XMl migration is very, very slow. If you need to import more then 1000 records, I suggest moving XML data to database and do SQL migration instead.

mccrodp’s picture

I was getting very slow imports, about 65/min there using MigrateSourceMultiItems which seems to use SimpleXML, as discussed above. I swapped to using mikeryan's MigrateXMLReader method which if I'm correct (I haven't checked), is invoked by using MigrateSourceXML instead. i.e. Use MigrateSourceXML instead of MigrateSourceMultiItems or MigrateSourceList

$this->source = new MigrateSourceMultiItems($items_class, $fields);

$this->source = new MigrateSourceXML($items_url, $item_xpath, $item_ID_xpath, $fields);

I am now getting speeds seen below. An example is seen at the top of #1806920: Migration does not complete properly from XML source

Processed 2566 (2566 created, 0 updated, 0 failed, 0 ignored) in 78 sec (1973/min)

XML is no longer slow! :)

tinflute’s picture

Title: XML source plugin does not scale » Refreshingly delicious, switch now.

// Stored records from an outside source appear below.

PR #98, opened 2015-06-18
Support both path and Batch UID when resuming jobs.

MarcCote:
Currently we are force to provide the *Batch UID* when resume some jobs with `smart_dispatch`. This PR add also the option of providing the path (i.e. `SMART_DISPATCH_LOGS/{Batch UID}`).

Since I'm using the bash auto-complete to get the *Batch UID*, I find it frustrating to have to remove the `SMART_DISPATCH_LOGS/` part every time.

### DIFF
--- a/scripts/smart_dispatch.py
+++ b/scripts/smart_dispatch.py
@@ -20,7 +20,6 @@ from smartdispatch import utils
 import logging
 import smartdispatch
 
-
 LOGS_FOLDERNAME = "SMART_DISPATCH_LOGS"
 CLUSTER_NAME = utils.detect_cluster()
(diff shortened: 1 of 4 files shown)


MarcCote:
This address the last point of #77.

scripts/smart_dispatch.py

I too switched from MigrateSourceMultiItems to MigrateSourceXML and the results speak for themselves.
I went from ~5/min to 363/min.
Good with mustard too.

mikeryan’s picture

Title: Refreshingly delicious, switch now. » XML source plugin does not scale
tinflute’s picture

woops. accidental title change. my bad

seanB’s picture

Thank you for letting me know about the difference between MigrateSourceMultiItems() and MigrateSourceXML()!! I was trying to figure out what was wrong with my import for 2 days, and now it finally runs with decent performance.